Dizer que uma empresa é 100% ecológica é muito relativo. Temas relacionados à sustentabilidade apresentam uma grande diversidade de opiniões pois tendem a esbarrar na subjetividade dos diferentes atores sociais, suas percepções acerca do que é ou não urgente ao planeta e sobre o que a humanidade deve renunciar em termos de cultura, consumo e “bem-estar” para a construção de um possível cenário de um mundo mais sustentável.

Consumidores, cientistas, governos, empresas e ONGs podem apresentar diferentes visões acerca do que é urgente, prioritário e necessário para o planeta.

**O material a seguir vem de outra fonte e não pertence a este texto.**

PR #8058, opened 2026-04-10
HBASE-29289: Make hbase master ui show cluster client connections info

hingu-8103:
Added ClientConnectionInfo object which tracks client connection info for each client connections and also added ClientConnectionRegistry to track all the active ClientConnectionInfo. 

I have added basic tests to test the change and also manually tested on the cluster.

### DIFF
--- a/hbase-client/src/main/java/org/apache/hadoop/hbase/UserMetricsBuilder.java
+++ b/hbase-client/src/main/java/org/apache/hadoop/hbase/UserMetricsBuilder.java
@@ -36,7 +36,9 @@ public final class UserMetricsBuilder {
     userLoad.getClientMetricsList().stream()
       .map(clientMetrics -> new ClientMetricsImpl(clientMetrics.getHostName(),
         clientMetrics.getReadRequestsCount(), clientMetrics.getWriteRequestsCount(),
-        clientMetrics.getFilteredRequestsCount()))
+        clientMetrics.getFilteredRequestsCount(), clientMetrics.getHostAddress(),
+        clientMetrics.getUserName(), clientMetrics.getServiceName(),
+        clientMetrics.getClientVersion()))
       .forEach(builder::addClientMetris);
     return builder.build();
   }
@@ -49,7 +51,10 @@ public final class UserMetricsBuilder {
         .setHostName(clientMetrics.getHostName())
         .setWriteRequestsCount(clientMetrics.getWriteRequestsCount())
         .setReadRequestsCount(clientMetrics.getReadRequestsCount())
-        .setFilteredRequestsCount(clientMetrics.getFilteredReadRequestsCount()).build())
+        .setFilteredRequestsCount(clientMetrics.getFilteredReadRequestsCount())
+        .setHostAddress(clientMetrics.getHostAddress()).setUserName(clientMetrics.getUserName())
+        .setServiceName(clientMetrics.getServiceName())
+        .setClientVersion(clientMetrics.getClientVersion()).build())
       .forEach(builder::addClientMetrics);
     return builder.build();
   }
@@ -79,13 +84,22 @@ public final class UserMetricsBuilder {
     private final String hostName;
     private final long readRequestCount;
     private final long writeRequestCount;
+    private final String hostAddress;
+    private final String userName;
+    private final String serviceName;
+    private final String clientVersion;
 
     public ClientMetricsImpl(String hostName, long readRequest, long writeRequest,
-      long filteredReadRequestsCount) {
+      long filteredReadRequestsCount, String hostAddress, String userName, String serviceName,
+      String clientVersion) {
       this.hostName = hostName;
       this.readRequestCount = readRequest;
       this.writeRequestCount = writeRequest;
       this.filteredReadRequestsCount = filteredReadRequestsCount;
+      this.hostAddress = hostAddress != null ? hostAddress : "Unknown";
+      this.userName = userName != null ? userName : "Unknown";
+      this.serviceName = serviceName != null ? serviceName : "Unknown";
+      this.clientVersion = clientVersion != null ? clientVersion : "Unknown";
     }
 
     @Override
@@ -106,6 +120,26 @@ public final class UserMetricsBuilder {
     @Override
     public long getFilteredReadRequestsCount() {
       return filteredReadRequestsCount;
+    }
+
+    @Override
+    public String getHostAddress() {
+      return hostAddress;
+    }
+
+    @Override
+    public String getUserName() {
+      return userName;
+    }
+
+    @Override
+    public String getServiceName() {
+      return serviceName;
+    }
+
+    @Override
+    public String getClientVersion() {
+      return clientVersion;
     }
   }
 
--- a/hbase-protocol-shaded/src/main/protobuf/server/ClusterStatus.proto
+++ b/hbase-protocol-shaded/src/main/protobuf/server/ClusterStatus.proto
@@ -206,6 +206,18 @@ message ClientMetrics {
 
   /** the current total filtered requests made from a client */
   optional uint64 filtered_requests_count = 4;
+
+  /** the IP address of the client */
+  optional string host_address = 5;
+
+  /** the name of the user making requests from this client */
+  optional string user_name = 6;
+
+  /** the version of the client */
+  optional string client_version = 7;
+
+  /** the protobuf RPC service name from the client connection header */
+  optional string service_name = 8;
 }
 
 /* Server-level protobufs */
--- a/hbase-server/src/main/java/org/apache/hadoop/hbase/regionserver/MetricsUserAggregateImpl.java
+++ b/hbase-server/src/main/java/org/apache/hadoop/hbase/regionserver/MetricsUserAggregateImpl.java
@@ -23,10 +23,13 @@ import java.util.Optional;
 import org.apache.hadoop.conf.Configuration;
 import org.apache.hadoop.hbase.CompatibilitySingletonFactory;
 import org.apache.hadoop.hbase.ipc.RpcServer;
+import org.apache.hadoop.hbase.ipc.ServerRpcConnection;
 import org.apache.hadoop.hbase.security.User;
 import org.apache.hadoop.hbase.security.UserProvider;
 import org.apache.hadoop.hbase.util.LossyCounting;
 import org.apache.yetus.audience.InterfaceAudience;
+
+import org.apache.hadoop.hbase.shaded.protobuf.generated.RPCProtos;
 
 @InterfaceAudience.Private
 public class MetricsUserAggregateImpl implements MetricsUserAggregate {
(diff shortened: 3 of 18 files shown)


hbase-server/src/test/java/org/apache/hadoop/hbase/ipc/TestNettyServerRpcConnectionClientConnectionInfo.java
```diff
@@ -0,0 +1,195 @@
...
+
+    // Wait for the channel to close
+    channel.closeFuture().await(5000, TimeUnit.MILLISECONDS);
+
+    // Wait for the ClientConnectionInfo to be unregistered
+    Waiter.waitFor(CONF, 5000, () -> registry.getClientConnections().size() <= initialSize);
+
+    // Verify that the connection is unregistered
+    connections = registry.getClientConnections();
+    assertTrue(connections.size() <= initialSize);
```
hingu-8103, line 123: I believe this assertion might introduce flakiness in tests when there are new client connections happens during this test execution by some other test case which is running parallel.

How should i make test robust in this kind of scenarios ?

Apache9: I do not think other tests can connect to the rpc server started in this test?

hingu-8103: Thanks @Apache9 for the clarification. I have verified it won't introduce any flakiness.

hbase-protocol-shaded/src/main/protobuf/server/ClusterStatus.proto
wchevreuil, line 1: There's already a ClientMetrics object defined in ClusterStatus.proto, which is used by the hbtop tool to provide some client related information. I think we should add these there and reuse that object on this UI, while also update hbtop to report the additional information.

hbase-server/src/main/java/org/apache/hadoop/hbase/ipc/ClientConnectionRegistry.java
wchevreuil, line 1: Another reason to try integrate this into the already existing client metrics: MetricsUserAggregateImpl already provides its own maps and tracking mechanisms, which would dismiss the need for changes in the rpc layer.

wchevreuil (changes requested):
I think we should try to reuse the existing metrics subsystem for tracking and reporting these info. Please look at MetricsUserSourceImpl, MetricsUserAggregateImpl, LossyCounting, ClusterStatus.ClientMetrics. If we reuse the existing metric system, we don't need the extra tracking logic at related RPC layer classes and it may also make it easier to update the hbtop views.

hbase-server/src/main/java/org/apache/hadoop/hbase/ipc/ClientConnectionRegistry.java
hingu-8103: Thanks @wchevreuil for the comments, Let me go through the existing implementation and try to use that for this purpose.

hbase-server/src/main/resources/hbase-webapps/master/regionServerListClientConnectionsStats.jsp
```diff
@@ -0,0 +1,54 @@
...
+          for(Map.Entry<String, UserMetrics.ClientMetrics> clientEntry : clientMetricsMap.entrySet()) {
+            UserMetrics.ClientMetrics clientConnection = clientEntry.getValue();
+
+  %>
+  <tr>
+    <td><%= clientConnection.getHostAddress() %></td>
+    <td><%= clientConnection.getUserName() %></td>
+    <td><%= clientConnection.getClientVersion() %></td>
+    <td><%= clientConnection.getServiceName() %></td>
+    <td><%= serverName.getServerName() %></td>cc
```
PDavid: Here there's a stray `cc` after the closing </td> tag that will render as visible text in the HTML.


```suggestion
    <td><%= serverName.getServerName() %></td>
```

hbase-server/src/main/java/org/apache/hadoop/hbase/regionserver/MetricsUserAggregateImpl.java
```diff
@@ -23,10 +23,15 @@
 import org.apache.hadoop.conf.Configuration;
 import org.apache.hadoop.hbase.CompatibilitySingletonFactory;
 import org.apache.hadoop.hbase.ipc.RpcServer;
+import org.apache.hadoop.hbase.ipc.ServerRpcConnection;
 import org.apache.hadoop.hbase.security.User;
 import org.apache.hadoop.hbase.security.UserProvider;
 import org.apache.hadoop.hbase.util.LossyCounting;
 import org.apache.yetus.audience.InterfaceAudience;
+import org.slf4j.Logger;
+import org.slf4j.LoggerFactory;
```
PDavid: These are unused imports. Can we remove them?

hbase-server/src/main/java/org/apache/hadoop/hbase/regionserver/MetricsUserAggregateImpl.java
```diff
@@ -193,4 +204,51 @@ private MetricsUserSource getOrCreateMetricsUser(String user) {
...
+  private ClientConnectionContext getClientConnectionContext() {
+    String hostAddress = null;
+    String userName = "Unknown";
+    String clientVersion = "Unknown";
+    String serviceName = "Unknown";
+
+    Optional<ServerRpcConnection> rpcConnectionOptional = RpcServer.getCurrentServerRpcConnection();
+    if (rpcConnectionOptional.isPresent()) {
+      ServerRpcConnection rpcConnection = rpcConnectionOptional.get();
+      hostAddress = rpcConnection.getLocalHostAddress();
```
PDavid: The field `localHostAddress` in `ServerRpcConnection` represents the server-side IP (the RS's own address), but it's surfaced in the UI under the column "ClientIP" (via `getHostAddress()`).

This is confusing, the value shown as "ClientIP" is actually the region server's local bind address, not the client's IP. Shouldn't we use `hostAddress` from `ServerRpcConnection` here instead?

hbase-server/src/main/resources/hbase-webapps/master/regionServerListClientConnectionsStats.jsp
```diff
@@ -0,0 +1,54 @@
...
+
+          for(Map.Entry<String, UserMetrics.ClientMetrics> clientEntry : clientMetricsMap.entrySet()) {
+            UserMetrics.ClientMetrics clientConnection = clientEntry.getValue();
+
+  %>
+  <tr>
+    <td><%= clientConnection.getHostAddress() %></td>
+    <td><%= clientConnection.getUserName() %></td>
+    <td><%= clientConnection.getClientVersion() %></td>
+    <td><%= clientConnection.getServiceName() %></td>
```
PDavid: Here we directly interpolate values from these client-controlled fields (`userName`, `clientVersion`, `serviceName`) using `<%= ... %>` without HTML escaping. Malicious or buggy clients could inject `<script>` tags. Other HBase JSPs use `StringEscapeUtils.escapeHtml4()` - the same should be applied here.

hbase-protocol-shaded/src/main/protobuf/server/ClusterStatus.proto
```diff
@@ -212,6 +206,11 @@ message ClientMetrics {
 
   /** the current total filtered requests made from a client */
   optional uint64 filtered_requests_count = 4;
+
+  optional string host_address = 5;
+  optional string user_name = 6;
+  optional string client_version = 7;
+  optional string service_name = 8;
```
PDavid, line 220: Other fields are all having comments. Would it make sense to add comments for these new fields as well?

PDavid (commented):
Many thanks, looks nice already.

hbase-client/src/main/java/org/apache/hadoop/hbase/UserMetricsBuilder.java
```diff
@@ -79,13 +84,27 @@ public static class ClientMetricsImpl implements UserMetrics.ClientMetrics {
     private final String hostName;
     private final long readRequestCount;
     private final long writeRequestCount;
+    private final String hostAddress;
```
wchevreuil, line 87: Is hostAddress different from hostName or could we just reuse the already existing hostName?

hbase-server/src/main/resources/hbase-webapps/master/regionServerList.jsp
```diff
@@ -63,6 +63,9 @@
     <li class="nav-item">
       <a class="nav-link" href="#tab_replicationStats" data-bs-toggle="tab" role="tab">Replications</a>
     </li>
+    <li class="nav-item">
+      <a class="nav-link" href="#tab_clientConnectionsStats" data-bs-toggle="tab" role="tab">ClientConnections</a>
+    </li>
```
wchevreuil, line 68: nit: Client Connections

hbase-client/src/main/java/org/apache/hadoop/hbase/UserMetricsBuilder.java
hingu-8103: I'm trying to store IP address of the host in hostAddress whereas hostName can have both Name/IP.

hingu-8103:
I've addressed all the comments and added tests as well for this task. 

For tests, 
1. Modified hbtop related tests to include the newly introduced fields. 
2. Added new test to verify serialization to protobuf from ClientMetrics and again deserialization to ClientMetrics from protobuf.
3. Also added verification for Client Connection related fields in Master UI page.

hingu-8103:
The PR run failed due to flakey tests. I ran flakey tests locally on this branch and they all passed.

PDavid (approved):
Many thanks for the improvements. This looks good to me. 👍

wchevreuil:
How should I test it? I'm trying by running a full scan on a table from hbase shell, however, I don't see any updates for th "client connections" tab in Master UI, not the related view in hbtop. Am I missing something here?

PDavid:
> How should I test it? I'm trying by running a full scan on a table from hbase shell, however, I don't see any updates for th "client connections" tab in Master UI, not the related view in hbtop. Am I missing something here?

@wchevreuil I think when I tested it last time, the key was to add the following to hbase-site.xml:

```xml
  <property>
    <name>hbase.regionserver.user.metrics.enabled</name>
    <value>true</value>
  </property>
```

hingu-8103:
@wchevreuil sorry about that i forgot mention about that property, Do we need to document this anywhere ?
cc : @PDavid

wchevreuil (approved):

wchevreuil:
> @wchevreuil sorry about that i forgot mention about that property, Do we need to document this anywhere ? cc : @PDavid

Just add it on the jira release-notes field.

É claro que a Maçã ainda tem um longo caminho a trilhar até poder se autointitular uma empresa completamente verde. O que não faltam são contradições nas costas dela. O que podemos fazer, como consumidores, é votar com o nosso dinheiro — a única coisa capaz de promover alguma mudança nesse mundo corporativo — e continuar pressionando as empresas a fazer algo a respeito.

De qualquer forma, é possível afirmar que, dado os padrões da nossa sociedade moderna, a Apple parece ser a mais ecológica entre as empresas de mesmo porte. Resta-nos esperar para ver quais avanços a próxima década trará para a companhia.